**Work to complete:**
Copy all lines containing the string "shortened" from the records below.

══ Given records ══

PR #69, opened 2015-06-16
[WIP] Prevent unwanted reuse of password reset tokens.

pcraig3:
Password reset tokens, once issued, would be valid for 24 hours.
This meant that all generated tokens could be used for the full 24 period without discrimination.
Added some logic to disallow tokens that were created _before_ a user's password was last changed.
Also created a new method that isolates token verification logic.

Also also replaced calls to `Mock` with `mock.patched` objects for our login tests because apparently that's a better way to go.

[>> Task ("Password reset tokens can be used multiple times") in story on Pivotal](https://www.pivotaltracker.com/story/show/96550136)

### DIFF
--- a/app/main/helpers/email.py
+++ b/app/main/helpers/email.py
@@ -1,6 +1,7 @@
 from flask import url_for, current_app, render_template
 import mandrill
 from itsdangerous import URLSafeTimedSerializer
+from datetime import datetime
 
 from .. import main
 
@@ -49,5 +50,12 @@ def decode_email(token):
     ts = URLSafeTimedSerializer(main.config["SECRET_KEY"])
     decoded = ts.loads(token,
                        salt=main.config["RESET_PASSWORD_SALT"],
-                       max_age=86400)
+                       max_age=86400, return_timestamp=True)
     return decoded
+
+
+def token_created_before_password_last_changed(token_timestamp, user):
+
+        password_last_changed = datetime.strptime(
+            user['users']['passwordChangedAt'], '%a, %d %b %Y %H:%M:%S %Z')
+        return token_timestamp < password_last_changed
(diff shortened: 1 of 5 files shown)


app/main/helpers/email.py
```diff
@@ -49,5 +50,12 @@ def decode_email(token):
...
                        salt=main.config["RESET_PASSWORD_SALT"],
-                       max_age=86400)
+                       max_age=86400, return_timestamp=True)
     return decoded
+
+
+def token_created_before_password_last_changed(token_timestamp, user):
+
+        password_last_changed = datetime.strptime(
+            user['users']['passwordChangedAt'], '%a, %d %b %Y %H:%M:%S %Z')
```
TheDoubleK: I wonder how brittle this method of decoding the time is?  The API user serialize() method doesn't specify any particular format for the time string - perhaps it should do?  That way we can be sure the timestamp will be in the format expected by the supplier app here.

TheDoubleK: The Created At and Updated at fields in the API specify the following format: `DATE_FORMAT = "%Y-%m-%dT%H:%M:%S%Z"` - I think we should probably use the same format for all our datetime strings.

TheDoubleK:
I think it's worth standardising our datetime format in the API now, as I don't think anything else depends on the existing format at the moment, so shouldn't break anything to add it in.  Once that's done this looks good to go.

app/main/helpers/email.py
pcraig3: So should we enforce the correct format in this app (with a fallback if we actually get the format we expect) so that we can merge it and then correct the output from the API?

Also, I've used that date format string in two places -- there's one in the tests as well.  Would it be better to store it in a config variable?

TheDoubleK: As discussed - format should be in the Utils package and shared between apps.

pcraig3:
Added [WIP] tag while updating supplier app to work with new digitalmarketplace-utils.

allait:
#71 was merged, is there anything else blocking this?

pcraig3:
Closing pull request while #71 is closed.

PR #70, opened 2015-06-16
Pentest mitigations headers

minglis:
Adds no-cache header to supplier app


robyoung:
The comment on the first commit states that it adds a dependency on a more recent version of utils but it doesn't.

robyoung:
The first commit also sneakily brings in feature flags. Was that intended?

TheDoubleK:
The "files changed" overall only has the cache control header stuff though.

TheDoubleK:
The rebase conflicts in this are horrible so going to merge it with the commit history as-is.

robyoung:
Fair enough, it's not the end of the world.

PR #71, opened 2015-06-16
Make use of new dmutils features

quis:
Namely:

- Add present_all method to presenters
  https://github.com/alphagov/digitalmarketplace-utils/pull/61

- Make content loader handle dependencies…
  https://github.com/alphagov/digitalmarketplace-utils/pull/62

…which means that the app can update to the latest content structure, as changed in: https://github.com/alphagov/digital-marketplace-ssp-content/pull/42

This commit also makes use, wherever possible, of the templates from the toolkit, rather than local templates.

### DIFF
--- a/app/main/views/services.py
+++ b/app/main/views/services.py
@@ -43,17 +43,11 @@ def edit_service(service_id):
         abort(404)
 
     template_data = main.config['BASE_TEMPLATE_DATA']
-
-    presented_service_data = {}
-    for key, value in service.items():
-        presented_service_data[key] = presenters.present(
-            value, content.get_question(key)
-        )
-
+    content.filter(service)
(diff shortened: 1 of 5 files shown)


app/main/views/services.py
```diff
@@ -43,17 +43,11 @@ def edit_service(service_id):
...
 
     template_data = main.config['BASE_TEMPLATE_DATA']
-
-    presented_service_data = {}
-    for key, value in service.items():
-        presented_service_data[key] = presenters.present(
-            value, content.get_question(key)
-        )
-
+    content.filter(service)
```
robyoung: Same thread safety issue here.

quis:
Closing this until issues are resolved.

PR #72, opened 2015-06-18
Edit existing service

quis:
_Fulfills [95430642](https://www.pivotaltracker.com/story/show/95430642)_

image

This pull request, [using the new dmutils features](https://github.com/alphagov/digitalmarketplace-supplier-frontend/pull/71) and templates from the toolkit:
- adds a `GET` endpoint for `/services/<id>/edit/<section>`
- renders form fields with prefilled values for the above four questions, using templates from the toolkit
- adds a `POST` endpoint for the same, which takes the edited values and
  - if the API returns successfully redirects back to the service summary page
  - if the API returns an error then it will be displayed back to the user

It doesn't, yet, do any per-field validation of edits.

### DIFF
--- a/app/main/views/services.py
+++ b/app/main/views/services.py
@@ -112,11 +112,16 @@ def update_service_status(service_id):
 @login_required
 @flask_featureflags.is_active_feature('EDIT_SERVICE_PAGE')
 def edit_section(service_id, section):
-    service_data = data_api_client.get_service(service_id)['services']
+
+    service = data_api_client.get_service(service_id)['services']
+
+    if not _is_service_associated_with_supplier(service):
+        abort(404)
+
     return render_template(
         "services/edit_section.html",
-        section=content.get_section_filtered_by(section, service_data),
-        service_data=service_data,
+        section=content.get_section_filtered_by(section, service),
+        service_data=service,
         service_id=service_id,
         **main.config['BASE_TEMPLATE_DATA']
     )
--- a/app/main/views/services.py
+++ b/app/main/views/services.py
@@ -149,13 +149,9 @@ def update_section(service_id, section):
     for key in request.form:
         item_as_list = request.form.getlist(key)
         list_types = ['list', 'checkboxes', 'pricing']
-        print("============================")
-        print(key)
-        print(content.get_question(key))
-        print(content.get_question(key).get("type"))
-        print("============================")
         if (
             key != 'csrf_token' and
+            # 'type' in content.get_question(key) and
             content.get_question(key)['type'] in list_types
         ):
             posted_data[key] = item_as_list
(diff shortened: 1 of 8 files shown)


TheDoubleK:
I'm getting a "None" validation error next to service description, eg:
screen shot 2015-06-18 at 15 42 57

TheDoubleK:
Hang on, let me run the frontend build. and try again...

TheDoubleK:
OK the "None" has gone, but the edit page seems to be missing some features & benefits, e.g. this service (with 5 features and 3 benefits):
screen shot 2015-06-18 at 15 47 47

When you click to edit only shows four and two (With the first one missing from each list):
screen shot 2015-06-18 at 15 48 02

Also, it allows saving of empty strings as a feature or benefit (although this will be fixed by future validation rather than for now, maybe):
screen shot 2015-06-18 at 15 51 17

app/main/views/services.py
```diff
@@ -113,6 +105,72 @@ def update_service_status(service_id):
...
 
 
+@main.route(
+    '/services/<string:service_id>/edit/<string:section>',
+    methods=['GET']
+)
+@login_required
+@flask_featureflags.is_active_feature('EDIT_SERVICE_PAGE')
+def edit_section(service_id, section):
+    service_data = data_api_client.get_service(service_id)['services']
```
TheDoubleK: This endpoint needs a check that the service belongs to the currently logged-in supplier.  Otherwise if I'm logged in I can try to edit anyone else's services (the POST will fail, but still it looks bad...)

quis: @TheDoubleK Check added in 55d954d

app/main/views/services.py
```diff
@@ -113,6 +105,77 @@ def update_service_status(service_id):
...
+    service = data_api_client.get_service(service_id).get('services')
+
+    if not _is_service_associated_with_supplier(service):
+        abort(404)
+
+    posted_data = dict(
+        list(request.form.items()) + list(request.files.items())
+    )
+
+    posted_data.pop('csrf_token', None)
```
TheDoubleK: I had a feeling that @allait had it set up so that the csrf token got checked and popped for all POST requests before being processed by the view.  But I can't seem to find that code now - did I dream it, or has it been removed?

app/main/views/services.py
```diff
@@ -113,6 +105,77 @@ def update_service_status(service_id):
...
+
+    # Turn responses which have multiple parts into lists
+    for key in request.form:
+        item_as_list = request.form.getlist(key)
+        list_types = ['list', 'checkboxes', 'pricing']
+        if (
+            key != 'csrf_token' and
+            # 'type' in content.get_question(key) and
```
TheDoubleK: Looks like this comment can be removed.

app/templates/services/edit_section.html
```diff
@@ -0,0 +1,66 @@
...
+
+    </div>
+  </div>
+  <form method="post" action="{{ url_for(".update_section", service_id=service_id, section=section.id) }}">
+
+    {% for question in section.questions %}
+      {{ forms[question.type](question, service_data, {}) }}
+    {% endfor %}
+
+    <input type="hidden" name="csrf_token" value="{{ csrf_token() }}" />
```
TheDoubleK: Would it be worth having this in some sort of "posted form" base template? Or is this edit_section template-y enough?

TheDoubleK:
Reviewed - should be good to go once the features and benefits count is fixed.

quis:
@TheDoubleK Off by one error will require merging https://github.com/alphagov/digitalmarketplace-frontend-toolkit/pull/85

app/main/views/services.py
quis: Removed in 6ad51ad

quis:
@TheDoubleK Off by one error fixed in  4c021ed

PR #74, opened 2015-06-18
Add framework service counts to the supplier dashboard

allait:
[#97275278](https://www.pivotaltracker.com/story/show/97275278)

Requires alphagov/digitalmarketplace-api#150 

Displays the service counts as reported by the API.
There are no framework dates since we don't return them from the API yet

screen shot 2015-06-18 at 16 11 22

G-Cloud 7 "now open" block will be a part of @robyoung's pull request.


quis:
Spoke with @ralph-hawkins, agree that 'view' instead of 'edit' would be better for the link text.

quis:
:+1:

PR #79, opened 2015-06-25
[# 97631008] Add draft documents S3 and prune config

robyoung:
This adds an environment variable for the S3 bucket we want to use for uploading draft documents. It does not actually do any uploading yet because that will use the existing S3 upload from dmutils.

When adding the config I noticed a few old configs that could be cleaned up as well.


TheDoubleK:
Are there corresponding changes to be made in the Cloudformation templates to add the new environment vars?

PR #80, opened 2015-06-29
Put all service attributes in the manifest for new services

quis:
This pull request:
- matches [the order and groupings used in the Grails app](https://github.gds/gds/digitalmarketplace-frontend/blob/c7a901c6cd9b7c53db21b4dbe3b6717c62e1e7b4/grails-app/views/marketplace/listing/_G6Listing.gsp) for displaying services
- does just enough to stop the above throwing template exceptions when viewing a service

--

It does not:
- display all the service data perfectly (it especially has trouble with questions that have an assurance component)
- do any integration with the draft services stuff

--

gov uk - the best place to find government services and information copy
longcat

### DIFF
--- a/app/new_service_manifest.yml
+++ b/app/new_service_manifest.yml
@@ -45,7 +45,7 @@
     - termsAndConditionsDocumentURL
 -
   name: Support
-  editable: true
+  editable: True
   questions:
     - supportTypes
     - supportForThirdParties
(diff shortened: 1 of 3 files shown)


TheDoubleK:
Weird how some booleans display OK but others don't? Or is that just the ones with assurance? I think I just answered my own question... as you were.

═══

**Solution below:**
(diff shortened: 1 of 5 files shown)
(diff shortened: 1 of 5 files shown)
(diff shortened: 1 of 8 files shown)
(diff shortened: 1 of 3 files shown)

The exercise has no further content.